What this task involves >>
Restate word for word the lines of the data below, from the first through the one that has "Implement a simple".

Stored records >>
-*-

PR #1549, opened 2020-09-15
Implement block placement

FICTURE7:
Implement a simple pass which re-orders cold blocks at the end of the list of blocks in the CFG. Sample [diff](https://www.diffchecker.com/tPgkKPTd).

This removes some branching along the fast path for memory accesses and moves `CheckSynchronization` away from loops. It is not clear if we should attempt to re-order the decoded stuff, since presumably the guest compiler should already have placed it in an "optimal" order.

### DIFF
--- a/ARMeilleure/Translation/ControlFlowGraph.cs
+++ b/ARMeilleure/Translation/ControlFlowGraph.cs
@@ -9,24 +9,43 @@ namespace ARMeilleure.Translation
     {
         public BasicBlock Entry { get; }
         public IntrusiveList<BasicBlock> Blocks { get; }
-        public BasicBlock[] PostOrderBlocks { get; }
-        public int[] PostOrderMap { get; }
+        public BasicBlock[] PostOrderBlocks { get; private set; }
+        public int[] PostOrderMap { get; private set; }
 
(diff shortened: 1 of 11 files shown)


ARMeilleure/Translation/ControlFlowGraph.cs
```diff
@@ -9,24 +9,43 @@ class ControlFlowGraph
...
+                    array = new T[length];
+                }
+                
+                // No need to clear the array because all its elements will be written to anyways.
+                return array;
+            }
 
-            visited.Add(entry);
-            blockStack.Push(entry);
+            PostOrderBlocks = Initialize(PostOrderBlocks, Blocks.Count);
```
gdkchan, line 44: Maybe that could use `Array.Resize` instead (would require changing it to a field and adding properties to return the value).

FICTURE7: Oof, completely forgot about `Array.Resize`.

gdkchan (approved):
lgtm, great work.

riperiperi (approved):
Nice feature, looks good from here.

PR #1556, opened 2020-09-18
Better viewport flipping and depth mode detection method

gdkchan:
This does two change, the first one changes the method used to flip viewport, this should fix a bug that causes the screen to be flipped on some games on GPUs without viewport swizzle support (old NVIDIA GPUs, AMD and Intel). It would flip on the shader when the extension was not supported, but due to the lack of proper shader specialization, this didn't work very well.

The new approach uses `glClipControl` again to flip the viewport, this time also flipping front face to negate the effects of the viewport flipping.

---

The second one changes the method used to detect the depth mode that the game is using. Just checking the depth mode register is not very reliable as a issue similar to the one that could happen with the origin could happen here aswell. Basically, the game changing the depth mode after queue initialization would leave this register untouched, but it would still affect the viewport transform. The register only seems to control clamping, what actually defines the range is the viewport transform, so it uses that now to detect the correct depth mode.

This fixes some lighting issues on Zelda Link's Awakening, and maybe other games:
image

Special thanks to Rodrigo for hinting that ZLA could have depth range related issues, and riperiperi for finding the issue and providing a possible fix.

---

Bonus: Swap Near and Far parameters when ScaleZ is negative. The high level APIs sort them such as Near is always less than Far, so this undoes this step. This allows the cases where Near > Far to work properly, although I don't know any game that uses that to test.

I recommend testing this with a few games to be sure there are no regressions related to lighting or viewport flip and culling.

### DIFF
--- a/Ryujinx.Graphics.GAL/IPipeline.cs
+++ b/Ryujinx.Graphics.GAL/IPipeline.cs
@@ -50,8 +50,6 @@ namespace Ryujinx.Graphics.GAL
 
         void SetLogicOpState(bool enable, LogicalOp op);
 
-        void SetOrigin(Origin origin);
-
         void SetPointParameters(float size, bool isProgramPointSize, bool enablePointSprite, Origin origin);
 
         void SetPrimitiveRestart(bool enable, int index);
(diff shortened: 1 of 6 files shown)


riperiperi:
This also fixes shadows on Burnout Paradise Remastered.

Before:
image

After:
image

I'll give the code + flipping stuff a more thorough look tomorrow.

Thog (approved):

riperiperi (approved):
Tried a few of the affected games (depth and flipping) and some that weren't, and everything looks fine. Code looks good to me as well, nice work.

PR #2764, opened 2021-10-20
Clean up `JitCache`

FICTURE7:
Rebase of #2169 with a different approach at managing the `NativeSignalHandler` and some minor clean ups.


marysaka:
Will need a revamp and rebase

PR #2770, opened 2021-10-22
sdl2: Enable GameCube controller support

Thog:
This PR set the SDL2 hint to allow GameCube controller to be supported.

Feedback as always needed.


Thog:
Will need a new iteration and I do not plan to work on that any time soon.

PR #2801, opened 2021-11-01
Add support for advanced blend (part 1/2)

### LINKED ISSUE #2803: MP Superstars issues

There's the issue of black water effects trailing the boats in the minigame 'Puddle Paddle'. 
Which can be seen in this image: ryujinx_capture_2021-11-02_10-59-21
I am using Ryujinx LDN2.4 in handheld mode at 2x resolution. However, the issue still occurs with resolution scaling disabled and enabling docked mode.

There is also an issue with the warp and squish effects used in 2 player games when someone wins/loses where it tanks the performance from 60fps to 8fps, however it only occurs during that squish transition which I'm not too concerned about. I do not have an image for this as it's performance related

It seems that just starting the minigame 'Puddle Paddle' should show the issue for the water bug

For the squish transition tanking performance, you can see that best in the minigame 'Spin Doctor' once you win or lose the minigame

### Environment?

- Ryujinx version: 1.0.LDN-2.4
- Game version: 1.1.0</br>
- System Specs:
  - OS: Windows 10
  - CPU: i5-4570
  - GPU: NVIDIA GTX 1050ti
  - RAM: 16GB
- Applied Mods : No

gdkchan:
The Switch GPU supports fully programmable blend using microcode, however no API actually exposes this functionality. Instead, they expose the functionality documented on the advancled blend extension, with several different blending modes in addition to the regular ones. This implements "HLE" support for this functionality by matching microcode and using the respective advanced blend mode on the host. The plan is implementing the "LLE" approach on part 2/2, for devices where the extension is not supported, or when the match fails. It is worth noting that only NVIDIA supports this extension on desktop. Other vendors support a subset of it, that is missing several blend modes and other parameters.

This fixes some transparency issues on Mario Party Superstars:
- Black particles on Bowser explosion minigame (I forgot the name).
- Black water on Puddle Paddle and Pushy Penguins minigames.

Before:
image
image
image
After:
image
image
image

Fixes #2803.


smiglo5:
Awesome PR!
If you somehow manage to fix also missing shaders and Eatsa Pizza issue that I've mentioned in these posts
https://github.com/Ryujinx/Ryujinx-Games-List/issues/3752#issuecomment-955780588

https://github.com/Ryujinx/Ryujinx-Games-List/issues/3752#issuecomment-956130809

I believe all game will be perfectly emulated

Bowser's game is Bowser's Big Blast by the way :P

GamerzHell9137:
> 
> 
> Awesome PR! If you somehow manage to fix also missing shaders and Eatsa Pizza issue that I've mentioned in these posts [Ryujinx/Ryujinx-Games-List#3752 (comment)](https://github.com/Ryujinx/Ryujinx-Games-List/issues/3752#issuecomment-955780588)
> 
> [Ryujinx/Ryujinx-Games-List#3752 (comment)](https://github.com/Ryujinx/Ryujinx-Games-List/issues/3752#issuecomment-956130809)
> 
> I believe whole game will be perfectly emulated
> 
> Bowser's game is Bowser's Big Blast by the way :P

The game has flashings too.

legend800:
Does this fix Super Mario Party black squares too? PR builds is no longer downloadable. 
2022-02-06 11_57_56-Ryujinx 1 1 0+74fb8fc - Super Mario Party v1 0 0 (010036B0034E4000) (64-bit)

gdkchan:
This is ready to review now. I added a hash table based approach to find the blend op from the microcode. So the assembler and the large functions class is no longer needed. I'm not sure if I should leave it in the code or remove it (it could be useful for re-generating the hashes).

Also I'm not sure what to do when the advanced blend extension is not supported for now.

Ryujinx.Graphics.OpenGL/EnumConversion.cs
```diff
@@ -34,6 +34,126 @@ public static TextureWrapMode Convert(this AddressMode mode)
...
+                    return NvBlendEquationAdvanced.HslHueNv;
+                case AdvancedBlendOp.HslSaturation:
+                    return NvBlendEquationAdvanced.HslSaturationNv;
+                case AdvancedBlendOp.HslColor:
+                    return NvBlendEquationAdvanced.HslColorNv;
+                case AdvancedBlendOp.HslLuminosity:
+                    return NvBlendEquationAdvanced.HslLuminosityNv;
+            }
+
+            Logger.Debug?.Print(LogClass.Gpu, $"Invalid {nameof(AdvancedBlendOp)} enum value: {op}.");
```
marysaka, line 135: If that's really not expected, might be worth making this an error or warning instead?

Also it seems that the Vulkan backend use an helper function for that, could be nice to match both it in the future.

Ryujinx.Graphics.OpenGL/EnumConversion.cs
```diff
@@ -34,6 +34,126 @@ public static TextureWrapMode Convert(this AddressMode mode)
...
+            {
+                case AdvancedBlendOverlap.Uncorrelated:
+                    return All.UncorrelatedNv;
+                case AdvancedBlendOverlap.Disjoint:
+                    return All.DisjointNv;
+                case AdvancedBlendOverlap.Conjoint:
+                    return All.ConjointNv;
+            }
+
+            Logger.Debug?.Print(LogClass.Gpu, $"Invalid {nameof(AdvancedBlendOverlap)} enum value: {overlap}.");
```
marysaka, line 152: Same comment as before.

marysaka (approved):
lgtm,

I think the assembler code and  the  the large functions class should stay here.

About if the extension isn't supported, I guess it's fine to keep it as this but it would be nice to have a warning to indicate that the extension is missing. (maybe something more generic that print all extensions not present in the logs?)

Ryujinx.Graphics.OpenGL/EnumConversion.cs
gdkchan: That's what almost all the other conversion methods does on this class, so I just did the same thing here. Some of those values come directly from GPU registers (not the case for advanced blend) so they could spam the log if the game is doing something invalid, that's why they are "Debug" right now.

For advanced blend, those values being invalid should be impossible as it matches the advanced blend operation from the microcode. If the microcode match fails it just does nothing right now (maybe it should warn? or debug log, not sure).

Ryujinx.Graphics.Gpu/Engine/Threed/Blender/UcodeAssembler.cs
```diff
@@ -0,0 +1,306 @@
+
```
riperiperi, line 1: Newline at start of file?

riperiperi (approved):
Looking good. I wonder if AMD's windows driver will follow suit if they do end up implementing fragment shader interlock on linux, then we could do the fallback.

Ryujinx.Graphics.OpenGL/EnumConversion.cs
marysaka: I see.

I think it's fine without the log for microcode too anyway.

-*-

Written solution >>
PR #1549, opened 2020-09-15
Implement block placement

FICTURE7:
Implement a simple pass which re-orders cold blocks at the end of the list of blocks in the CFG. Sample [diff](https://www.diffchecker.com/tPgkKPTd).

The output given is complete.